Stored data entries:
..........
PR #402, opened 2021-10-05
[DON'T SQUASH] Device switch support

krzysz00:
[MLIR][GPU] Add support for selecting the GPU on multi-GPU systems.

This allows GPU dialect users to ensure that the GPU they think they're using is the one that's receiving the runtime mgpu* calls, and allows integration tests to be spread across multiple GPUs on systems that have them.

Add option to mlir-miopen-driver to add device selection in host code

### DIFF
--- a/external/llvm-project/mlir/include/mlir/Dialect/GPU/GPUOps.td
+++ b/external/llvm-project/mlir/include/mlir/Dialect/GPU/GPUOps.td
@@ -526,6 +526,18 @@ def GPU_LaunchOp : GPU_Op<"launch">,
   let hasCanonicalizer = 1;
 }
 
+def GPU_SetDefaultDeviceOp : GPU_Op<"set_default_device",
+                                    [MemoryEffects<[MemWrite]>]>,
+    Arguments<(ins I32Attr:$devIndex)> {
+  let summary = "Set default GPU for operations after this by index";
+  let description = [{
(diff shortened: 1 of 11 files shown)


jerryyin (approved):
Implementation is very good, thanks for your work! Mind adding a [DO NOT SQUASH] on this one?

Now the follow-up question is sort of: Once we done this, will we register ourselves to replicate the entire runtime functions? Because if a binary will need to "get available gpus" before being able to set a particular device. Also, it looks like now all unit test have the burden of choosing a device number now.

krzysz00:
@jerryyin 
> will we register ourselves to replicate the entire runtime functions? 
What's meant here?

And, unless there's something I don't know about in OpenCL, the runtime can take an integer and make it the default device or error without having a preceeding call to "how many GPUs do we have here?", as the library will error out on invalid indices. Also, if the option isn't provided, there are no set_default_device calls emitted and it's assumed that the client does that before calling our code.

As to the question of picking a device, I see a few options
1. Add a flag to mlir-miopen-driver, something like `--pick-device` that tries to pick which GPU to run on with some scheme that'll be close to uniform (for example, `(31 * getpid() + 19) % num_gpus` (I may be misquoting a hash function there)
2. If there's support for it, using which lit worker we're executing on as an index for the device
3. ???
..........
| Task instructions |
Write all the entries again precisely as they were given.

| Result |
PR #402, opened 2021-10-05
[DON'T SQUASH] Device switch support

krzysz00:
[MLIR][GPU] Add support for selecting the GPU on multi-GPU systems.

This allows GPU dialect users to ensure that the GPU they think they're using is the one that's receiving the runtime mgpu* calls, and allows integration tests to be spread across multiple GPUs on systems that have them.

Add option to mlir-miopen-driver to add device selection in host code

### DIFF
--- a/external/llvm-project/mlir/include/mlir/Dialect/GPU/GPUOps.td
+++ b/external/llvm-project/mlir/include/mlir/Dialect/GPU/GPUOps.td
@@ -526,6 +526,18 @@ def GPU_LaunchOp : GPU_Op<"launch">,
   let hasCanonicalizer = 1;
 }
 
+def GPU_SetDefaultDeviceOp : GPU_Op<"set_default_device",
+                                    [MemoryEffects<[MemWrite]>]>,
+    Arguments<(ins I32Attr:$devIndex)> {
+  let summary = "Set default GPU for operations after this by index";
+  let description = [{
(diff shortened: 1 of 11 files shown)


jerryyin (approved):
Implementation is very good, thanks for your work! Mind adding a [DO NOT SQUASH] on this one?

Now the follow-up question is sort of: Once we done this, will we register ourselves to replicate the entire runtime functions? Because if a binary will need to "get available gpus" before being able to set a particular device. Also, it looks like now all unit test have the burden of choosing a device number now.

krzysz00:
@jerryyin 
> will we register ourselves to replicate the entire runtime functions? 
What's meant here?

And, unless there's something I don't know about in OpenCL, the runtime can take an integer and make it the default device or error without having a preceeding call to "how many GPUs do we have here?", as the library will error out on invalid indices. Also, if the option isn't provided, there are no set_default_device calls emitted and it's assumed that the client does that before calling our code.

As to the question of picking a device, I see a few options
1. Add a flag to mlir-miopen-driver, something like `--pick-device` that tries to pick which GPU to run on with some scheme that'll be close to uniform (for example, `(31 * getpid() + 19) % num_gpus` (I may be misquoting a hash function there)
2. If there's support for it, using which lit worker we're executing on as an index for the device
3. ???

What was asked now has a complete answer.